— Task details —
Present each line of the entries below that holds the word "somewhat".

START Given records

PR #19716, opened 2024-02-20
Added Posthog event sending to trackEvent function

55sketch:
refs PA-37

As we add Posthog to the stack we want to send the existing events we track to it, as well as opening up the method to teams to use in their initiatives.

### DIFF
--- a/ghost/admin/app/utils/analytics.js
+++ b/ghost/admin/app/utils/analytics.js
@@ -26,9 +26,9 @@ async function hashEmail(email) {
 }
 
 /**
- * Sends a tracking event to Plausible, if installed.
+ * Sends a tracking event to Plausible and Posthog, if installed.
  * 
- * By default, Plausible is not installed, in which case this function no-ops.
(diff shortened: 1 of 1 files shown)


ghost/admin/app/utils/analytics.js
```diff
@@ -34,6 +34,10 @@ export function trackEvent(eventName, props = {}) {
         (window.plausible.q = window.plausible.q || []).push(arguments);
     };
     window.plausible(eventName, {props: props});
+
+    if (window.posthog) {
```
cmraible, line 38: One thing I've just learned this week — apparently `window.posthog` [can _exist_ but not be fully loaded](https://linear.app/tryghost/issue/PA-36/windowposthogget-distinct-id-fails-even-when-windowposthog-exists). As a quick fix for the time being, I've started using `window.posthog.__loaded` to confirm it's fully loaded before calling any functions on it — we should probably do that here too!

PR #19723, opened 2024-02-21
🐛 Fixed Portal icon misaligned in Preview

ronaldlangeveld:
no issue

- because we use hidden here, it prevents the Portal iFrame from calculating the width and position correctly on the initial load.
- Changing it to `invisible` allows it to do the calculation correctly.
- Also had to reposition the loading indicator.


vershwal:
LGTM
Using 'invisible' is a good idea. Although the element is not visible to the user, it still maintain the layout of the page.

vershwal (approved):

PR #21190, opened 2024-10-02
🌐 Portal translations - make additional errors translatable.

cathysarisky:
Expose (some) Portal error strings for translations

💩This is a somewhat hacky (but test-passing and individual inspection passing) solution to the way Portal handles errors.  Or rather, the half-dozen ways Portal handles errors.

Passing 't' around with context and state, and occasionally recreating it from the site object.  Yes, I am also somewhat horrified, but a better implementation will need a major rewrite of Portal.

Addresses errors in both the popover React app and in the data-attributes.

There are probably more.  Since Portal exposes raw API responses in some places, it's hard to enumerate everything that /might/ end up being client-facing, but at least I've gotten the ones that I've commonly seen.

Improvements very welcome.


apps/portal/src/utils/errors.js
9larsons, line 1: I'm surprised this doesn't throw a linter error. In general there's a few whitespace changes that could be avoided. Not a big deal, just something to look out for down the road to help keep the history clean.

apps/portal/src/utils/errors.js
```diff
@@ -9,24 +9,110 @@ export class HumanReadableError extends Error {
...
+}
 
-    /**
-     * Only output the message of an error if it is a human readable error and should be exposed to the user.
-     * Otherwise it returns a default generic message.
-     */
-    static getMessageFromError(error, defaultMessage) {
-        if (error instanceof HumanReadableError) {
-            return error.message;
+// changing this - will export this helper.  It's not helping me to have it stuck to HumanReadableError...
```
9larsons, line 26: This could likely be cleaned up.

apps/portal/src/utils/errors.js
```diff
@@ -9,24 +9,110 @@ export class HumanReadableError extends Error {
...
+    } else {
+        // use the default message if there's no error message
+        // if we don't have a default message either, fall back to a generic message plus the actual error.
+        return alreadyTranslatedDefaultMessage || t('An error occurred:') + ' ' + error.toString();
     }
 }
+
+/* This fails linting, because it's only here so that these strings can get picked up for translation */
+// eslint-disable-next-line no-unused-vars
+const myfakeFunction = () => {
```
9larsons, line 101: Could you explain this? I'm not familiar with the parser so I'm just curious why this is necessary.

9larsons (changes requested):
I think you know what's coming 🙂. Could we get unit tests over the new content in `errors.js`?

apps/portal/src/utils/errors.js
cathysarisky: That makes two of us. The problem is that the parser seems to only pick up wrapped strings - it doesn't understand incoming variable responses from the API.  There's probably a more elegant way to do this, although I'm not sure what it is... guess I'd better dig into the parser documentation, huh?

apps/portal/src/utils/errors.js
cathysarisky: Yeah, sorry. Bit of a note to myself, followed by a now-inaccurate comment.  Will fix!

apps/portal/src/utils/errors.js
cathysarisky: The parser is pretty limited.  It finds things wrapped with t(' something ').  https://github.com/i18next/i18next-parser?tab=readme-ov-file#caveats 

I've adjusted how I do it, because it removes the need to maintain strings in two places.  I think it's better?

9larsons (approved):

9larsons:
Looks great, thanks! I'd like to revisit some time why we need to load the special messages. We don't need to worry about that here.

END Given records

— Written answer —
💩This is a somewhat hacky (but test-passing and individual inspection passing) solution to the way Portal handles errors.  Or rather, the half-dozen ways Portal handles errors.
Passing 't' around with context and state, and occasionally recreating it from the site object.  Yes, I am also somewhat horrified, but a better implementation will need a major rewrite of Portal.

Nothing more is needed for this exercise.